After poor showing in election's first round, Poland's president promises reform

Polish President Bronislaw Komorowski says that he seeks to draw a lesson from Sunday's vote, which is seen as a defeat for his party.

Slawomir Kaminski/Agencja Gazeta/Reuters
Poland's President Bronislaw Komorowski speaks a day after the first round of the Polish presidential elections at the Belvedere Palace in Warsaw, Poland May 11, 2015. Komorowski was surprisingly pushed into second place by conservative challenger Andrzej Duda in Sunday's presidential election, although the latest exit poll results show the gap narrowing ahead of official results expected later on Monday, pollster Ipsos said.

Polish President Bronislaw Komorowski on Monday vowed to urgently seek a referendum on voting and tax rules if he is re-elected, saying that he was drawing a lesson from his poor electoral showing that saw him forced into a runoff.

The candidate of the conservative nationalist Law and Justice party, Andrzej Duda, is expected to receive 34.5 percent of the first-round vote, to Komorowski's 33.1 percent, according to the IPSOS exit poll released after Sunday's vote. Official results could be announced late Monday, according to state electoral authorities.

The vote seemed to spell trouble for Poland's center-right establishment, in power since 2007, ahead of the fall general election.

Komorowski's result is seen as a defeat for him and the ruling team, all the more so because another anti-establishment candidate, punk rock star Pawel Kukiz, is expected to receive some 20.5 percent of the vote, giving a total of 55 percent of the ballots against the incumbent. Tradition-minded and dignified, Komorowski needs to mobilize all resources if he wants to win the May 24 runoff.

On Monday he said the ruling team "must look reality in the eyes and draw a lesson from the result of yesterday's vote."

"It is an important sign that a large part of public opinion wants change in relations between the people and the state that would give them direct influence on the course of events in Poland," he said.

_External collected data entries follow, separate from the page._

PR #906, opened 2022-11-16
fix: s3archive response

marcellmueller:
Eslint was complaining that I didn't return anything from async function so I threw a `return res.end()` which prematurely ended the function. Also added missing filenames.

### DIFF
--- a/app/backend/lib/s3archive.ts
+++ b/app/backend/lib/s3archive.ts
@@ -95,9 +95,7 @@ s3archive.get('/api/analyst/archive', async (req, res) => {
     sortAndAppendAttachments(jsonData, ccbcId);
   });
 
-  archive.finalize();
-
-  return res.end();
+  return archive.finalize();
 });
 
 export default s3archive;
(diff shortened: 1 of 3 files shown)


app/backend/lib/s3archive.ts
```diff
@@ -95,9 +95,7 @@ s3archive.get('/api/analyst/archive', async (req, res) => {
     sortAndAppendAttachments(jsonData, ccbcId);
   });
 
-  archive.finalize();
```
AntBush, line 98: Would adding an `await` here also have solved the problem? I assume it was returning before this had finished.

AntBush (approved):
Looks good!

Unrelated to this, if we want to be less CPU intensive, we can set the archiver option `{ store: true }` to turn off compression

app/backend/lib/s3archive.ts
marcellmueller: I did try that but it would still return the res.end before the archive finalized.

marcellmueller:
> Looks good!
> 
> Unrelated to this, if we want to be less CPU intensive, we can set the archiver option `{ store: true }` to turn off compression

Cool, I will keep that in mind when we do some optimizations :+1:

PR #911, opened 2022-11-17
fix/review file uploads

marcellmueller:
- fix: remove errors for file upload fields stored as array
- test: add validate test and update mock form data

Implements # \<issue number\>

### DIFF
--- a/app/formSchema/validate.ts
+++ b/app/formSchema/validate.ts
@@ -4,9 +4,35 @@ import schema from './schema';
 const validate = (formData) => {
   const errorSchema = validateFormData(formData, schema)?.errorSchema;
 
+  const fileUploadPages = [
+    'templateUploads',
+    'supportingDocuments',
+    'coverage',
+  ];
+
+  // Remove 'should be string' errors for file upload fields which are saved as an array
+  Object.keys(errorSchema).forEach((formPage) => {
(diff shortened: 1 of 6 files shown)


app/formSchema/validate.ts
```diff
@@ -4,9 +4,35 @@ import schema from './schema';
...
   const errorSchema = validateFormData(formData, schema)?.errorSchema;
 
+  const fileUploadPages = [
+    'templateUploads',
+    'supportingDocuments',
+    'coverage',
+  ];
+
+  // Remove 'should be string' errors for file upload fields which are saved as an array
+  Object.keys(errorSchema).forEach((formPage) => {
```
AntBush, line 14: Do we need this part? I commented it out locally and the bug isn't being reproduced

marcellmueller: Yes it is needed, try commenting that out and running the `ApplicationForm` test. Without it the validation will return those pages with empty objects causing the review page checkbox and alert section to show incorrectly.

If you want to test this past the tests you can see it by importing the `mockFormData` and running that through the validate function.

AntBush: Ah gotcha!

AntBush (approved):

PR #915, opened 2022-11-18
feat: add screening schema

AntBush:
Implements #  804


app/pages/analyst/application/[applicationId]/assessments.tsx
```diff
@@ -20,15 +32,55 @@ const getAssessmentsQuery = graphql`
...
+        <FormBase
+          schema={screening}
+          uiSchema={screeningUiSchema}
+          noValidate
+          onChange={(e) => {
+            setFormData(e.formData);
+          }}
+          formData={formData}
+          formContext={{ query }}
+          tagName="div"
```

Komorowski said he would call a referendum on long-debated changes to voting and to tax regulations, but gave no date for it. The referendum would ask Poles whether they want the introduction of single-mandate constituencies in general elections, an end to the funding of political parties from tax money and protection of taxpayers in disputes with state financial authorities.

The good showing of the youthful Duda, who turns 43 on Saturday, and of the energetic Kukiz, pointed to the rising discontent of many Poles with the way that the pro-European Union and pro-business Civic Platform has been running the country. Komorowski was a member of that party until he left in 2010 to be a nonaligned president.

Duda, whose program mixes national pride, Catholic values and social welfare, has called for a wide reform of Poland, especially its health care, economy and education. He is a lawyer with experience in state administration and a European Parliament member.

Komorowski's current five-year term ends in August.